Prime Minister Robinah Nabbanja has re-affirmed that the joint venture between government and businessman Sudhir Ruparelia to construct a Shs147b Convention Centre is on course despite contrary reports from ‘naysayers’.
The government is financing the convention centre as a joint venture with Mr Ruparelia. The project, whose MoU was signed last year in February, is tagged to a cost of $40m (about Shs147b).
The multi-billion convention centre at Speke Resort Munyonyo is set to host the upcoming Non-Aligned Movement (NAM) summit will be held in early January 2024.
The Ministry of Finance says it has finalised the budget and presented a supplementary request to Parliament of Shs86.4 billion to co-invest in the project as a Public-Private Partnership.
MPs on the Budget Committee appreciated the foresight of the project and have indicated the request will be approved.
The Convention Centre is supposed to be fully functional by January next year in time for the NAM Summit. Once completed, the centre will have a 3,500-seat ultra-modern auditorium, a suspended restaurant overlooking Lake Victoria and smaller conference rooms or sideline meetings during the summit.
During an NRM caucus closed-door meeting chaired by Prime Minister Robinah Nabbanja, some MPs asked why the government was entering a joint venture and not constructing their own.
However, several MPs reasoned that the government lacks the capacity to build facilities of such magnitude and the timelines at which it constructs its own structures such as Parliament’s Chambers and Finance House cannot meet the timelines for the summits.
It was also noted that the Conventional Centre will be vital in future summits of international magnitude that the government will host.
NAM comprises 120 countries that are not aligned to any of the rival eastern and western power blocs and it was founded during the Asian-Africa meeting in Bandung, Indonesia, in 1955. The G77 is a coalition of UN countries from the global south to advance their collective economic interest.
Preparation for hosting the two summits has been in works since 2019, when Uganda was endorsed for the chairmanship of NAM from 2022- 2025, and the government is hedging on them to salvage its image on the international fora.
While the government approved the convention centre project, in earnest insiders say it remains a polarising subject owing to the experience of Commonwealth Speke Resort Munyonyo to accommodate Commonwealth Heads of Government (Chogm) in 2007.
Earlier this month, Prime Minister Robinah Nabbanja convened an executive meeting to discuss the project. The meeting was attended by Sudhir himself and officials from the Ministries of Finance and Works led by their respective permanent secretaries.

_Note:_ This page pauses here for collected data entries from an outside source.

PR #395, opened 2019-09-19
Problem: (CRO-403) auto-sync connection state not signalled to the API caller

leejw51crypto:
Solution: add sync_info api
add unlocked wallets in autosync info

add state


client-core/src/synchronizer/auto_sync_data.rs
```diff
@@ -20,6 +53,16 @@ pub struct AutoSyncData {
     pub max_height: u64,
     /// current syncing wallet name
     pub wallet: String,
+    /// all wallets
+    pub wallets_all: Vec<String>,
```
calvinaco: I suggest to change to `syncing_wallet/current_wallet` and `unlocked_wallets`.

leejw51crypto: ok, i'll change to 
current_wallet,
unlocked_wallets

Dr Sudhir has a track record of meeting construction deadlines at the same time delivering world-class facilities.
It is not the first time he will deliver a successful Public Private Partnership project as in 2007, he was able to deliver the Munyonyo Commonwealth Resort that hosted the Commonwealth Heads of Governments Meeting (CHOGM).
The centre has gone on to host several high-profile meetings over the years.